Developing an Interactive RAG-Powered Learning Tool

In this project, I set out to create an engaging and personalized learning experience using Retrieval-Augmented Generation (RAG) technology and AI-driven tools. Here’s a detailed look at the journey and outcome.

The Problem Statement

The aim was to address two key challenges:

Implementing a RAG system and developing tools to leverage its capabilities.
Adding text-to-speech functionality to make learning more accessible and interactive.

To determine the tools to develop, I started with some fundamental questions:

How can we make studying more interactive and engaging?
Can we provide instant, accurate answers to students' questions?
Is it possible to generate custom study materials tailored to individual needs?

With these objectives in mind, I ventured into the world of RAG and AI agents.

Developing the RAG System

The core of the project is the Retrieval-Augmented Generation (RAG) system, which I built through the following steps:

Document Ingestion:
Created an ingest.py script to process the NCERT Sound chapter PDF. Used PyPDFLoader and PDFPlumberLoader for robust PDF parsing. Split the text into manageable chunks using RecursiveCharacterTextSplitter.
Vector Database:
Implemented vector_db.py to create a Chroma vector store for efficient similarity searches. Used the sentence-transformers/all-MiniLM-L6-v2 model for generating embeddings, balancing performance and accuracy.
RAG System Implementation:
Developed the RAG system in rag_system.py using Google’s Gemini 1.5 Flash model for generating responses. Integrated context retrieval from the vector store to inform responses.
API Development:
Built a FastAPI backend (app.py) to expose endpoints for generating responses, creating quizzes, and more.
Frontend Design:
Designed a Streamlit frontend (frontend.py) to provide an intuitive interface for students to interact with the system.
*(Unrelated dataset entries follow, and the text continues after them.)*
Issue #2531, opened 2026-07-09
client: clean up comments & unify function nomenclature


rory-landau-gravwell:
# Task

Before opening a task, please complete the following checklist:
- [x] Check to see if this is a duplicate
  - I am 100% certain there is a duplicate of this issue floating around somewhere but cannot seem to find it. One day it was in my queue and the next day it was gone. If someone finds it, we can close this as a dup.

## What needs to be done?

The client library needs a bit of a refactor, especially now that the overhaul for registry has more or less settled.

There are three, primary tasks:

- [ ] Use consistent function names. This has been mostly taken care of as registry was installed, but we should go through and make sure there are no lingering GetAll versus ListAll calls, that ID paths have ID in the name for clarity, etc. 
- [ ] Update function comments. Make sure every exported function and important var/const is documented and that documentation is up to date with how it function sin registry.
- [ ] Remove dead code.

## Why is this task needed? 

6.0 is our chance to make changes to the client library and throw off some of the cruft that has built up over time.

## Any other comments?

This could take as much or as little effort as would like to be assigned. There are rougher edges that could/should be sanded off, but the client library is perfectly functional as is.

rory-landau-gravwell:
A substantial amount of this was completed in https://github.com/gravwell/gravwell/pull/2757. I am going to leave it open for a bit longer to give the client library one more pass to clean up verbiage.

PR #2757, opened 2026-09-09
feat(#2735): Encode collections as []/{} via JSONv2

rory-landau-gravwell:
This PR closes https://github.com/gravwell/issues/issues/2765 (per https://github.com/gravwell/issues/issues/2765#issuecomment-5546132099) and https://github.com/gravwell/issues/issues/2735 (while other instances may pop up, this should address the vast majority).

Sister PR: https://github.com/gravwell/backend/pull/4495

## This PR adopts JSON/v2 in many encoders and types

Importing JSON/v2 makes a substantial number of our marshalers superfluous.

For example: We have a lot of marshalers like:

```go
func (m *IdxStats) MarshalJSON() ([]byte, error) {
	type alias IdxStats
	return json.Marshal(&struct {
		alias
		IndexStats is
	}{
		alias:      alias(*m),
		IndexStats: is(m.IndexStats),
	})
}

type is []IndexManagerStats

func (i is) MarshalJSON() ([]byte, error) {
	if len(i) == 0 {
		return emptyList, nil
	}
	return json.Marshal([]IndexManagerStats(i))
}
```

All this does is ensure an empty array marshals to `[]` instead of `null`. And we have so, *so* many nearly identical cases. This is all because the v1 solution for sending frontend `[]`/`{}` instead of null is painful, arduous, and honestly silly.

JSON/v2 makes these entirely redundant as this behavior is now the default. I killed as many of these now-superfluous MarshalJSON as I could find.

**Please note! I am NOT expecting this to catch every slice/map null we send frontend. I am expecting it to catch *most* and set the stage for trivial follow up PRs to catch errant nulls.**

### DeadCustomMarshalers

In an effort to ensure types still marshal to the same (effective) result, I installed `client/types/marshallers_test.go:TestDeadCustomMarshalers()`, which matches behavior against what we are currently sending.

It does not test what we *expected* to send; I specifically built around what was *actually* being sent to ensure upgrading to v2 doesn't change the output. We had quite a number of structs that were marked with ineffectual tags (ex:  `SearchStatsResponse.Set` has an omitempty tag, but the alias in `SearchStatsResponse.MarshalJSON()` dropped this tag so the field was never being dropped).

>[!NOTE]
>DeadCustomMarshalers guarantees that the actual values will match. If we were using custom marshalers to send `[]` or `{}` before, we are now doing so natively. However, it does *not* guarantee byte-for-byte equity, only that the pre and post values are *functionally* equivalent.
>ex: `{"Stats":[],"TS":"0001-01-01T00:00:00Z"}` vs `{"TS":"0001-01-01T00:00:00Z","Stats":[]}`

## This PR implements JSON/v2 static actions

Rather than force everything to adopt JSON/v2, this PR implements a parallel set of static actions (`client/http_calls.go`) that *do* leverage v2. These new methods are functionally equivalent; they just have a nicer surface and rely on JSON/v2.

As we convert more calls to v2, we can slowly phase out older operators.

## This PR fits the client library asset functions to their settled shape

Addresses https://github.com/gravwell/gravwell/issues/2531.

Now that registry's assets have more or less settled, we can fit the client library to its actual shape. Rather than taking broad shapes where only a subset is respected (ex: taking QueryOptions as a param but only checking IncludeDeleted), we now use local structs that contain only what each call *can* accept.

These new local structs will still allow us to follow semver as we can transparently add fields to them.

## PR Tasks

  - The only reason this PR is a positive delta is because it adds 400+ lines of test code

## Reviewer Tasks


client/types/api.go
```diff
@@ -32,11 +32,7 @@ const (
 
 // Helpers for the marshaling functions
 var (
-	emptyList   = []byte(`[]`)
-	emptyObj    = []byte(`{}`)
-	emptyRawObj = RawObject(`{}`)
-	emptyString = []byte(`""`)
-	jsonNull    = []byte(`null`)
+	emptyList = []byte(`[]`)
```
rory-landau-gravwell, line 35: This remains for the few types where upgrading to v2 would have been more disruptive than I wanted for this already-disruptive PR.

client/types/marshallers_test.go
```diff
@@ -13,15 +13,18 @@ package types_test
...
+	v2 "encoding/json/v2"
+	"math"
 	"net"
 	"reflect"
 	"strings"
 	"testing"
 	"time"
 
 	"github.com/google/uuid"
+	"github.com/gravwell/gravwell/v3/ingest"
```
kris-watts-gravwell, line 27: wrong import

client/http_calls.go
```diff
@@ -33,17 +60,61 @@ func (c *Client) patch[PatchT types.PatchType, ResponseT any](url string, data P
...
+	}
+	return resp.Body, nil
+}
+
 // reqDriver powers outbound requests and serves as a funnel to keep them consistent.
 // If err == nil, the caller is responsible for draining the response.
-func (c *Client) reqDriver(method string, url string, body []byte) (*http.Response, error) {
+//
+// okCodes is the set of non-200 codes that will be swallowed (instead of erroring).
+func (c *Client) reqDriver(method string, url string, body []byte, okCodes []int, params ...urlParam) (*http.Response, error) {
```
kris-watts-gravwell, line 117: this removes the STATE_AUTHED check, so we do a full round trip to figure out we are not authenticated rather than failing fast.  That intended?

client/types/search.go
```diff
@@ -558,16 +557,24 @@ type RowSelection struct {
 // recursion doom loop.
 type aliasRowSelection RowSelection
 
-func (rs RowSelection) MarshalJSON() ([]byte, error) {
+// MarshalJSONTo causes a Marshal to fail if the RowSelection is invalid.
+//
+// NOTE(rlandau): implemented as MarshalJSONTo instead of MarshalJSON in order to propagate encoder
```
kris-watts-gravwell, line 562: this means that the JSON is now case-sensitive, intended?

client/types/render.go
```diff
@@ -413,18 +413,18 @@ type IngesterStatsResponse struct {
...
-	RangeEnd    entry.Timestamp
-	Current     entry.Timestamp
-	Set         []StatSet         `json:",omitempty"`
+	Addendum    jsontext.Value  `json:",omitempty"`
+	RangeStart  entry.Timestamp `json:",omitzero"`
+	RangeEnd    entry.Timestamp `json:",omitzero"`
+	Current     entry.Timestamp `json:",omitzero"`
+	Set         []StatSet
 	OverviewSet []OverviewStatSet `json:",omitempty"`
 	Size        int               `json:",omitempty"`
```
kris-watts-gravwell, line 429: The old encoder always dropped Addendum and OverviewSet, this can now emit them.  Intended?

client/types/host.go
```diff
@@ -20,15 +19,15 @@ var (
 
 // SysInfo as displayed in the System Overview in Gravwell.
 type SysInfo struct {
```
kris-watts-gravwell, line 21: SysInfo.Empty() deliberately ignores VirtSystem, VirtRole and Error, so the deleted MarshalJSON collapsed an error-carrying SysInfo to `{}`. With the marshaler gone and per-field omitzero tags, those fields now serialize.
An indexer that fails to read /proc/cpuinfo returns `SysInfo{Error: "failed to read cpu info"}`. Empty() is true (no CPUCount/TotalMemoryMB/CPUModel/CPUMhz/CPUCache/SystemVersion), so GetSystemDescriptions previously delivered `{}` for that host; it now delivers `{"Error":"failed to read cpu info"}`. Same for a guest with only VirtSystem/VirtRole populated. The new SysInfo cases in TestDeadCustomMarshalers cover only all-zero and all-populated, so this divergence from the PR's stated output-equivalence goal is untested — surfacing the error is probably the better behavior, but it is an unflagged wire change.

kris-watts-gravwell (commented):
several questions and items

client/types/search.go
rory-landau-gravwell: Sort of. MarshalJSONTo/From passes the encoder from the catalyzing call, allowing options to be included in this custom (un)marshaller. If the catalyzing call allows case insensitivity (which our jsoncompat.Opts does), this should also be insensitize. I can add a test to double check that.

client/http_calls.go
rory-landau-gravwell: Good catch. No it was not; I must have missed it while mirroring the logic. Will fix.

client/types/render.go
rory-landau-gravwell: Ah, point taken. The anonymous struct before was missing fields. I will probably reinstall the old encoder then as a MarshalTo

client/types/host.go
rory-landau-gravwell: Do you want me to revert this then? You are right; this is a wire change more than just `null` -> `[]`/`{}`, but if it is preferred before I can make it explicit in the test code.

rory-landau-gravwell: While I like the idea of carrying `Error` through, the api-spec currently does not include it:
```json
 "properties": {
          "CPUCache": {
            "type": "string"
          },
          "CPUCount": {
            "type": "integer"
          },
          "CPUMhz": {
            "type": "string"
          },
          "CPUModel": {
            "type": "string"
          },
          "SystemVersion": {
            "type": "string"
          },
          "TotalMemoryMB": {
            "format": "int64",
            "type": "integer"
          },
          "VirtRole": {
            "description": "\"host\" or \"guest\"",
            "type": "string"
          },
          "VirtSystem": {
            "description": "e.g. \"kvm\" or \"xen\"",
            "type": "string"
          }
        },
```

client/http_calls.go
rory-landau-gravwell: https://github.com/gravwell/gravwell/pull/2757/commits/4f6d77758d46ccaccbc7702b6666211b66691686

client/types/search.go
rory-landau-gravwell: https://github.com/gravwell/gravwell/pull/2757/commits/46227eb7d71db14c9bd3698ea9935bd1d7767fe8

client/types/marshallers_test.go
rory-landau-gravwell: https://github.com/gravwell/gravwell/pull/2757/commits/106fe63d4cd8c1b37cd51914dd5354c1c5b4d460

client/types/render.go
rory-landau-gravwell: https://github.com/gravwell/gravwell/pull/2757/commits/2f7d524a79613f7590b8a7f60eaa6231152bb650

client/types/host.go
kris-watts-gravwell: no, an error getting this is so catastrophic that just not shipping data is fine i guess

kris-watts-gravwell (approved):
LGTM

Specialized Agents and Tools

To enhance the learning experience, I developed several specialized agents and tools:

Quiz Agent (quiz_agent.py):
Generates dynamic quizzes based on chapter content. Supports multiple question types (e.g., multiple-choice, true/false). Provides instant feedback on user responses.
Diagram Agent (diagram_agent.py):
Creates ASCII flowcharts to visualize complex concepts. Summarizes key chapter topics in an engaging format.
Exam Guide Agent (exam_guide_agent.py):
Generates custom exam guides with important questions and detailed solutions. Tailored for effective test preparation.
Summary Tool (summary_tool.py):
Produces concise summaries for quick revision. Lists important topics in a structured format.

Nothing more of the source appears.